The government should draw up a robust LDC transition strategy to deal with the possible fallout of the country’s LDC graduation and lay out a pathway for graduation with a momentum, said Debapriya Bhattarharya, convener of Citizen’s Platform for SDGs, Bangladesh.
In a virtual conversation with the media, he also said that the core priority of the strategy should be to boost private investment, mobilise domestic resources, diversify export and improve quality of health and education.
‘The government should come out from addiction towards external benefits. Rather, domestic reforms should get the core attention,’ he said, adding that unfortunately, all discussions are now centred on how much benefit could be materialised foreign countries following the graduation.
Bangladesh has qualified to graduate from the least developed country status as the United Nations Committee for Development Policy on Friday recommended the country’s graduation in 2026.
The government should also prioritise the issues of inclusivity in development and good governance with a focus on reducing inequality, and ensuring human rights, he said, adding that these are the two important considerations regarding the LDC criteria.

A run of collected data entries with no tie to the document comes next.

PR #3740, opened 2023-08-15
fileSystem: Class that works with browser or desktop file system

nkomonen-amazon:
Create Browser + Desktop compatible file system.

Future commits will make use of this, and existing uses of a different filesystem implementation (fs, fs-extra) should be
swapped to use these over time if possible.

## License

### DIFF
--- a/src/srcShared/fs.ts
+++ b/src/srcShared/fs.ts
@@ -1,0 +1,134 @@
+/*!
+ * Copyright Amazon.com, Inc. or its affiliates. All Rights Reserved.
+ * SPDX-License-Identifier: Apache-2.0
+ */
+import * as vscode from 'vscode'
+
+const fs = vscode.workspace.fs
+type Uri = vscode.Uri
+
+/**
+ * @warning Do not import this class specifically, instead import the instance {@link fsCommon}.
+ *
+ * This class contains file system methods that are "common", meaning
+ * it can be used in the browser or desktop.
+ *
+ * Technical Details:
+ * TODO: Verify the point below once I get this hooked up to the browser code.
+ * - vscode.workspace.fs dynamically resolves the correct file system provider
+ *   to use. This means that in the browser it will attempt to use the File System
+ *   Access API.
+ *
+ *
+ * MODIFYING THIS CLASS:
+ * - All methods must work for both browser and desktop
+ * - Do not use 'fs' or 'fs-extra' since they are not browser compatible.
+ *   If they have functionality that cannot be achieved with a
+ *   browser+desktop implementation, then create it in the module {@link TODO}
+ */
+export class FileSystemCommon {
+    private constructor() {}
+    static #instance: FileSystemCommon
+    static get instance(): FileSystemCommon {
+        return (this.#instance ??= new FileSystemCommon())
+    }
+
+    async mkdir(path: Uri | string): Promise<void> {
+        path = FileSystemCommon.getUri(path)
+        return fs.createDirectory(path)
+    }
+
+    async readFile(path: Uri | string): Promise<Uint8Array> {
+        path = FileSystemCommon.getUri(path)
+        return fs.readFile(path)
+    }
+
+    async readFileAsString(path: Uri | string): Promise<string> {
+        path = FileSystemCommon.getUri(path)
+        return FileSystemCommon.arrayToString(await this.readFile(path))
+    }
+
+    async appendFile(path: Uri | string, content: Uint8Array | string): Promise<void> {
+        path = FileSystemCommon.getUri(path)
+
+        const currentContent: Uint8Array = (await this.fileExists(path)) ? await this.readFile(path) : new Uint8Array(0)
+        const currentLength = currentContent.length
+
+        const newContent = FileSystemCommon.asArray(content)
+        const newLength = newContent.length
+
+        const finalContent = new Uint8Array(currentLength + newLength)
+        finalContent.set(currentContent)
+        finalContent.set(newContent, currentLength)
+
+        return this.writeFile(path, finalContent)
+    }
+
+    async fileExists(path: Uri | string): Promise<boolean> {
+        path = FileSystemCommon.getUri(path)
+        const stat = await this.stat(path)
+        return stat === undefined ? false : stat.type === vscode.FileType.File
+    }
+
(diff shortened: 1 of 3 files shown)


src/shared/fs/fileSystem.ts
justinmk3, line 1: Can be named just `shared/fs.ts`. Unlikely that we'll have many other things in the fs/ dir

src/shared/fs/fileSystem.ts
```diff
@@ -0,0 +1,126 @@
...
+ * - vscode.workspace.fs dynamically resolves the correct file system provider
+ *   to use. This means that in the browser it will attempt to use the File System
+ *   Access API.
+ *
+ *
+ * MODIFYING THIS CLASS:
+ * - All methods must work for both browser and desktop
+ * - Do not use 'fs' or 'fs-extra' since they are not browser compatible.
+ *   If they have functionality that cannot be achieved with a
+ *   browser+desktop implementation, then create it in the module {@link TODO}
```
justinmk3, line 25: This class should live in a new folder named something like `srcShared/`. 

We should pretty soon add a linter that checks imports. We should do this now, instead of putting such modules in the existing `src/` directory.

nkomonen-amazon: Moved to `src/srcShared` for now

src/srcShared/fs.ts
```diff
@@ -0,0 +1,133 @@
...
+    private static getUri(path: string | vscode.Uri): vscode.Uri {
+        if (path instanceof vscode.Uri) {
+            return path
+        }
+        return vscode.Uri.file(path)
+    }
+}
+
+const fsCommon = new FileSystemCommon()
+export default fsCommon
```
justinmk3, line 133: We generally don't use `export default`. Is there a reason to introduce it? Can add friction to refactoring.

src/srcShared/fs.ts
```diff
@@ -0,0 +1,133 @@
...
+ * Copyright Amazon.com, Inc. or its affiliates. All Rights Reserved.
+ * SPDX-License-Identifier: Apache-2.0
+ */
+import * as vscode from 'vscode'
+
+const fs = vscode.workspace.fs
+type Uri = vscode.Uri
+
+/**
+ * @warning Do not import this class specifically, instead import the instance {@link fsCommon}.
```
justinmk3, line 11: could use a private constructore, and this instance pattern that is used in a few places already: https://github.com/aws/aws-toolkit-vscode/blob/4dcee33931693380739eaa5d44e92fa4545a9666/src/shared/settings.ts#L167-L174

src/srcShared/fs.ts
```diff
@@ -0,0 +1,133 @@
...
+ * - All methods must work for both browser and desktop
+ * - Do not use 'fs' or 'fs-extra' since they are not browser compatible.
+ *   If they have functionality that cannot be achieved with a
+ *   browser+desktop implementation, then create it in the module {@link TODO}
+ */
+export class FileSystemCommon {
+    constructor() {}
+
+    async mkdir(path: Uri | string): Promise<void> {
+        path = FileSystemCommon.getUri(path)
```
justinmk3, line 33: In general we probably want to force callers to provide a Uri. However this fs module is probably used in many legacy places so we probably need to support string names as you have done.

src/srcShared/fs.ts
```diff
@@ -0,0 +1,133 @@
...
+        return stat === undefined ? false : stat.type === vscode.FileType.File
+    }
+
+    async writeFile(path: Uri | string, data: string | Uint8Array): Promise<void> {
+        path = FileSystemCommon.getUri(path)
+        return fs.writeFile(path, FileSystemCommon.asArray(data))
+    }
+
+    /**
+     * @returns the stat of the file or undefined if it does not exist
```
justinmk3, line 75: this docstring is not telling us anything the signature didn't already tell us :)

src/test/srcShared/fs.test.ts
```diff
@@ -0,0 +1,230 @@
...
+            const path = await makeFile('test.txt', 'hello world')
+            const content = await fsCommon.readFileAsString(path)
+            assert.strictEqual(content, 'hello world')
+        })
+
+        it('reads a file from a URI', async function () {
+            const path = await makeFile('test.txt', 'hello world')
+            const uri = vscode.Uri.file(path)
+            const content = await fsCommon.readFileAsString(uri)
+            assert.strictEqual(content, 'hello world')
```
justinmk3, line 45: Could cover the string/URI variants in one test. That saves a lot of code (given all the string/URI variants in fs.ts), which allows the reader to focus on the more interesting and relevant things to be tested.

The variants are probably not even needed, since passing a string implicitly tests both (and the typescript type system tells us the possible inputs).
```suggestion
            const content = await fsCommon.readFileAsString(uri)
            assert.strictEqual(content, 'hello world')
            assert.strictEqual((await fsCommon.readFileAsString(path)), 'hello world')
```

src/srcShared/fs.ts
nkomonen-amazon: I did the export of the instance so that for each use we don't always need to call `FileSystem.instance.{action}()` and could instead do `fsCommon.{action}()`, similar to `fs`. But makes sense to follow what we've already been doing, will update.

src/srcShared/fs.ts
nkomonen-amazon: Related to the instance getter, this code has been removed

src/srcShared/fs.ts
nkomonen-amazon: Yeah, this is to support legacy for now. It will be one of those things where in PR review we'll want to ensure a `vscode.Uri` object instead of a string.

src/srcShared/fs.ts
nkomonen-amazon: I figured this was different since it may not be clear `undefined` is only for the case where it does not exist. If there was an error, eg permissions, we would throw

src/test/srcShared/fs.test.ts
nkomonen-amazon: Makes sense. I'll just keep this single test that takes the URI input as a sanity check, but will merge the existing test in to one.

justinmk3 (approved):

PR #3744, opened 2023-08-16
remove log message

nkomonen-amazon:
Fixes IDE-11421

## License

### DIFF
--- a/src/auth/ui/vue/show.ts
+++ b/src/auth/ui/vue/show.ts
@@ -69,7 +69,6 @@ export class AuthWebview extends VueWebview {
     }
 
     getCredentialFormatError(key: CredentialsKey, value: string | undefined): string | undefined {
-        getLogger().warn('getCredentialFormatError(): %s %s', key, value)
         return getCredentialFormatError(key, value)
     }
 


justinmk3 (approved):
We have logic to omit secrets, but that didn't case this case.

https://github.com/aws/aws-toolkit-vscode/blob/3c4658c7319330c1c4afcd44f3005deeb318acef/src/shared/utilities/typeConstructors.ts#L64

https://github.com/aws/aws-toolkit-vscode/blob/3c4658c7319330c1c4afcd44f3005deeb318acef/src/auth/sso/clients.ts#L202-L206

src/auth/ui/vue/show.ts
```diff
@@ -69,7 +69,6 @@ export class AuthWebview extends VueWebview {
     }
 
     getCredentialFormatError(key: CredentialsKey, value: string | undefined): string | undefined {
-        getLogger().warn('getCredentialFormatError(): %s %s', key, value)
         return getCredentialFormatError(key, value)
```
justinmk3, line 72: After removing the line, is the error logged in some other fashion (without secret values)?

nkomonen-amazon: We don't log the error elsewhere in this flow. The actual output of `getCredentialFormatError()` just has an error message but doesn't include the actual secret values.

The object this function returns is displayed in the webview UI to the user.

justinmk3: If we aren't logging this failure case at all, we should be... Logs are often the best hope of troubleshooting problems, not screenshots or UI messages

PR #5952, opened 2024-11-07
chore(amazonq): update user-service-2.json

leigaol:
## Solution

---

### DIFF
--- a/packages/core/src/codewhisperer/client/user-service-2.json
+++ b/packages/core/src/codewhisperer/client/user-service-2.json
@@ -18,13 +18,25 @@
                 "method": "POST",
                 "requestUri": "/"
             },
-            "input": { "shape": "CreateUploadUrlRequest" },
-            "output": { "shape": "CreateUploadUrlResponse" },
+            "input": {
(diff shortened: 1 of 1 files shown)


fangwade007 (approved):

justinmk3:
ci is failing

packages/core/src/codewhisperer/client/user-service-2.json
```diff
@@ -18,13 +18,25 @@
...
+                },
+                {
+                    "shape": "InternalServerException"
+                },
+                {
+                    "shape": "ValidationException"
+                },
+                {
+                    "shape": "AccessDeniedException"
+                }
```
Will-ShaoHua, line 39: can we use the file with the same formatting?

Will-ShaoHua: diff is too large and most of them are formatting changes

Will-ShaoHua: hardly can tell which changes are the purpose of this pr

Will-ShaoHua:
#5695

PR #5955, opened 2024-11-07
test(webview): skip test on old vscode versions to avoid flakiness. 

Hweinstock:
## Problem 
It appears that older versions of VSCode are causing this test to be flaky, which appears to be fixed in v1.88. See findings section for more information. 

## Solution
- Skip the test if vscode version is pre-1.88. 
- Add tech-debt test to remove this check once min is 1.88+. 

## Findings
- Ran 1000 times in CI, and failed 29 times. (2.9% failure rate). If we re-reran 3 times, ci would pass ~ 99.998% of the time (assuming failures independent). 
- Only fails on VSCode minimum (1.83.0).
- Originally thought it was related to activating Q extension or fetching it from CDN, but appears mocking this still results in flakiness.  
- Every failure comes with a `ERROR:gles2_command_buffer_stub.cc(364)] ContextResult::kFatalFailure Failed to create context.` which appears to be from OpenGL. This means it is coming from very far down the stack since VSCode is built on electron, which uses chromium, which is then using OpenGL. (ai suggests this is a GPU problem?). 
- Thought to be from race condition with async constructor hack, fixed by https://github.com/aws/aws-toolkit-vscode/pull/5961. 
- Evidence is suggesting that this could be a bug in a prior version of VSCode, electron, or OpenGL, and should go away once we bump minimum VSCode version. 
- Works on VSCode 1.90+, 1.87- fails, 1.88 is the minimum version it is not flaky. (verified using 1000 attempts). 
- Failures are NOT independent since retrying 10x times only reduced failure rate to ~1%. Therefore retries are not a viable option. 

---

### DIFF
--- a/packages/core/src/test/applicationcomposer/messageHandlers/generateResourceHandler.test.ts
+++ b/packages/core/src/test/applicationcomposer/messageHandlers/generateResourceHandler.test.ts
@@ -15,7 +15,7 @@ describe.only('generateResourceHandler', function () {
     afterEach(() => {
         sinon.restore()
     })
-    for (const _ of Array.from({ length: 100 }, (i) => i)) {
+    for (const _ of Array.from({ length: 1000 }, (i) => i)) {
         it('amazon q is not installed', async () => {
             sinon.stub(extApi, 'getAmazonqApi')
             const panel = await createTemplate()
--- a/packages/core/src/test/applicationcomposer/messageHandlers/generateResourceHandler.test.ts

The UN CDP did not recommend the graduation of Myanmar considering the latest military coup and its impact on citizens despite the country having met the criteria for graduation, Debapriya said.
Debapriya, also a member of the UN CDP and a distinguished fellow of the Centre for Policy Dialogue, said that the most important issue was to create an enabling environment for attracting more domestic and foreign investment, a key to creating the required amount of jobs.
The country will also not be able to utilise the global benefits which will be derived following the graduation without increasing domestic revenue, he said.
It also needs to enhance investment for ensuring quality education and health services as well as social safety nets, he added.
Although Bangladesh will lose a number of benefits, particularly those related to preferential trade benefits and low-cost global finance, the graduation will open up a number of other opportunities, he said.
Currently, a number of global and bilateral initiatives are underway to articulate enabling measures for the graduating LDCs, he said.
Coordination among the government ministries is a must in negotiation at global forums like WTO’s ministerial meeting where the proposal for extension of all existing preferences for 12 years to graduating LDCs will be discussed, he said.
The foreign ministry should play the key role in these areas, he recommended.
Debapriya said that the post-COVID recovery plans, Rohingya maintenance and repatriation had to be embedded in the strategy.